LLM Deployment Options
Cloud APIs (OpenAI, Anthropic, Google)
Pros: Easy, powerful, always up-to-date models
Cons: Latency, cost, data privacy concerns
Self-Hosted (Llama, Mistral, etc.)
Pros: Full control, privacy, cost-effective at scale
Cons: Infrastructure complexity, GPU costs
Deployment Frameworks
| Framework | Use Case |
|---|---|
| vLLM | High-throughput serving, PagedAttention |
| TensorRT-LLM | NVIDIA-optimized, highest performance |
| Ollama | Local development, easy setup |
| LM Studio | Desktop inference, experimentation |
Retrieval-Augmented Generation (RAG)
RAG combines LLMs with your data. The model can "look up" information rather than relying solely on training data.
How RAG Works
RAG Architecture
Chunking Strategies
| Strategy | Description | Best For |
|---|---|---|
| Fixed Size | Split by character/word count | General purpose |
| Semantic | Split by paragraphs/sections | Long documents |
| Recursive | Split recursively until semantic units | Complex docs |
| Agentic | Use LLM to determine chunks | High-quality needs |
Chunk size matters: Too small = missing context. Too large = diluted relevance. 512 tokens is a common starting point; tune based on your use case.
Vector Databases
Vector databases store embeddings and enable similarity search.
Popular Vector DBs
| Database | Strengths | Best For |
|---|---|---|
| Pinecone | Managed, easy, scalable | Production SaaS |
| Weaviate | Hybrid search (vector + keyword) | Combined search |
| Chroma | Simple, great for dev | Prototyping, local |
| Qdrant | High performance, Rust | Production self-hosted |
| pgvector | Postgres extension | Existing Postgres users |
| Milvus | Scalable, cloud-native | Large-scale deployments |
Vector Search Algorithm
Prompt Engineering
Basic Patterns
# Simple prompting
response = llm("What is Python?")
# Few-shot prompting
response = llm("""
Translate to French:
English: Hello -> French: Bonjour
English: Goodbye -> French: Au revoir
English: Thank you -> French:
""")
# Chain-of-thought
response = llm("""
Problem: If a train leaves at 2pm traveling 60mph, and another leaves at 3pm traveling 80mph, when do they meet?

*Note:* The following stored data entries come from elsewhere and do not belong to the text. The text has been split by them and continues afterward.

Issue #52, opened 2023-10-03
Add GitHub Actions CI for SwiftLint


rizwankce:
## Describe the feature you want the app to have that it currently doesn't
* Since we get lot of PR and some time its easy to break the expected behaviour. To avoid it we can easily add CI (provided by GitHub Actions for free for OSS projects). CI can run tests on each PR and make sure all tests passes before we merge the new change in.

## Describe alternatives you've considered
* Alternatives would be adding via Circle CI or Bitraise but its needs extra steps and logins. Since GitHub Actions are free even for Mac OS machines its should be fine.

## Additional context
* There are lots of possibilities on this one. We can run Unit tests, UI test and even linting with swift lint and add the errors directly into the Github PR UI.

I have made the same config file and did a test run on my [repo](https://github.com/rizwankce/Basic-Car-Maintenance/pulls). Please take a look and if it aligns with your needs - I can raise a PR to this repo. Thanks for doing this awesome work.

rizwankce:
I would like to work on this. If you are okay with it @mikaelacaron

am2089:
If this has not been taken. I would like to work on this @mikaelacaron. Also, will you have more issues to work on?

mikaelacaron:
@rizwankce Thank you! I was thinking on how this could work. Can you make a PR with your CI script for running SwiftLint with GitHub Actions? (putting it in the proper place in the `.github` folder)
Run it when there's a PR made to `dev` or `main` branches please

@am2089 Yes more issues to come! So many people are concurrently working right now I'm debating which ones to add without creating too many merge conflicts.
You can set the repo to "watch" it where you can customize which notifications to get when I add new issues (I think).
But I'll create a new issue, for setting up GitHub actions for running unit tests

rizwankce:
Sure thing @mikaelacaron 

I have already made some changes on my fork. I'll raise a PR soon for review.

mikaelacaron:
Closed with #57

PR #57, opened 2023-10-03
Create swiftlint.yml

rizwankce:
# What it Does
* Closes issue #52 
* Adds new directory for GitHub actions
* Adds new config `swiftlint.yml` for Github actions

# How I Tested
* Tested locally at my machine and as well as GitHub Actions on my repo [here](https://github.com/rizwankce/Basic-Car-Maintenance/actions/runs/6390586029/job/17344138176)

### DIFF
--- a/.github/workflows/swiftlint.yml
+++ b/.github/workflows/swiftlint.yml
@@ -1,0 +1,16 @@
+name: SwiftLint
+on:
+  workflow_dispatch: {}
+  pull_request:
+    paths:
+      - '.github/workflows/swiftlint.yml'
+      - '.swiftlint.yml'
+      - '**/*.swift'
+jobs:
+  SwiftLint:
+    runs-on: macos-13
+    steps:
+      - name: Checkout
+        uses: actions/checkout@v4
+      - name: SwiftLint
+        run: swiftlint --quiet --reporter github-actions-logging


.github/workflows/swiftlint.yml
```diff
@@ -0,0 +1,16 @@
+name: SwiftLint
+on:
+  workflow_dispatch: {}
```
rizwankce, line 3: This is for arbitrary run this action via Github Web UI. So you can trigger linting for any branch you want from a single click.

.github/workflows/swiftlint.yml
```diff
@@ -0,0 +1,16 @@
...
+  pull_request:
+    paths:
+      - '.github/workflows/swiftlint.yml'
+      - '.swiftlint.yml'
+      - '**/*.swift'
```
rizwankce, line 8: This is general way of linting swift projects. It will run on any PR where the mentioned path are changed.

- If Ci config changed
- if lint YML file changed 
- If any swift file changed inside the project

.github/workflows/swiftlint.yml
```diff
@@ -0,0 +1,16 @@
...
+jobs:
+  SwiftLint:
+    runs-on: macos-13
+    steps:
+      - name: Checkout
+        uses: actions/checkout@v4
+      - name: SwiftLint
+        run: swiftlint --quiet --reporter github-actions-logging
```
rizwankce, line 16: This is nice feature from swiftlint itself to run it in quite mode with default reporter to make automatic comments from GitHub PR page based on linting errors

rizwankce (commented):
I made some self review comments on why I choose to do this in each line. Please review

.github/workflows/swiftlint.yml
mikaelacaron: I did this in one of my [old projects](https://github.com/mikaelacaron/brain-marks/blob/dev/.github/workflows/main.yml) and just mentioned the branch name, is there a benefit to specifically listing Swift files, vs just the branch name?

mikaelacaron (commented):
Just a question on this! Otherwise everything looks good!

.github/workflows/swiftlint.yml
mikaelacaron: @rizwankce I'm still going to merge this cause I want to see the result, but I'd like still to know the answer to that question, if you know it, thanks!

mikaelacaron: After merging I had to change the script, it does look like it was only working when manually clicking the button, and not on a PR, with Swift files changed.
I did also change it do run when commits are pushed to `main` or `dev`

rizwankce: Oh wow. Lots of things happened while I sleep. I'm from the other side of the world. 

To answer your question, if we target based on branch name. Job will run even for documentation changes or any other settings changes. That's why we only prefer to run when config files changes or any swift file changes. We are not gonna lint any other files with swift lint. Generally Mac OS machines are costly in CI. So typically we try to save the extra job which is going to be wasted. Other than that I don't find any other reason. If it works we can keep it as it is.

mikaelacaron: haha the 1st week of Hacktoberfest is always the busiest!
That's a good point! I'll keep it like this for right now, because it only runs on PRs (when I approve of it) so it should be fine if I start hitting limits, I'll change it back to the `path`
Thanks for the insight!

rizwankce: You won't be hitting any limits. GitHub actions for OSS projects is unlimited. Even for Mac OS.

mikaelacaron: Oh! I thought it was still capped, good to know!! Thanks!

Let's think through this step by step:
1. First train travels for t hours
2. Second train travels for t-1 hours
3. ...
""")
Structured Output
# Force structured responses
from pydantic import BaseModel
class UserProfile(BaseModel):
name: str
age: int
skills: list[str]
response = llm.with_structured_output(UserProfile)
user = response.invoke("John is 30 with Python and Java skills")
# user.name = "John", user.age = 30, user.skills = ["Python", "Java"]
Guardrails and Safety
Input/Output Validation
Common Guardrails
| Layer | Technique | Purpose |
|---|---|---|
| Input | PII detection | Remove personal data |
| Input | Topic classification | Detect off-topic requests |
| LLM | System prompts | Define behavior boundaries |
| Output | Toxicity detection | Block harmful content |
| Output | Fact verification | Reduce hallucinations |
Production Considerations
Latency Optimization
| Technique | Impact |
|---|---|
| Streaming responses | Perceive faster (TTFT vs total) |
| Caching (semantic) | Skip LLM for repeated queries |
| Smaller models for simple tasks | Faster + cheaper |
| Speculative decoding | Smaller model drafts, bigger verifies |
| Quantization | Less memory, faster inference |
Cost Management
*Self-hosted cost, varies by hardware
Multi-Modal Architectures
What to Remember for Interviews
- RAG is essential: Ground LLM responses in your data to reduce hallucinations
- Choose the right model: Not every task needs GPT-4; smaller models are faster and cheaper
- Vector databases: Enable semantic search over your documents
- Guardrails: Production systems need input/output validation and monitoring
- Trade-offs: Latency, cost, quality, and privacy all pull in different directions
Practice: Design a RAG system for a customer support chatbot. How would you ingest documentation? How would you retrieve relevant answers? How would you handle questions outside the knowledge base?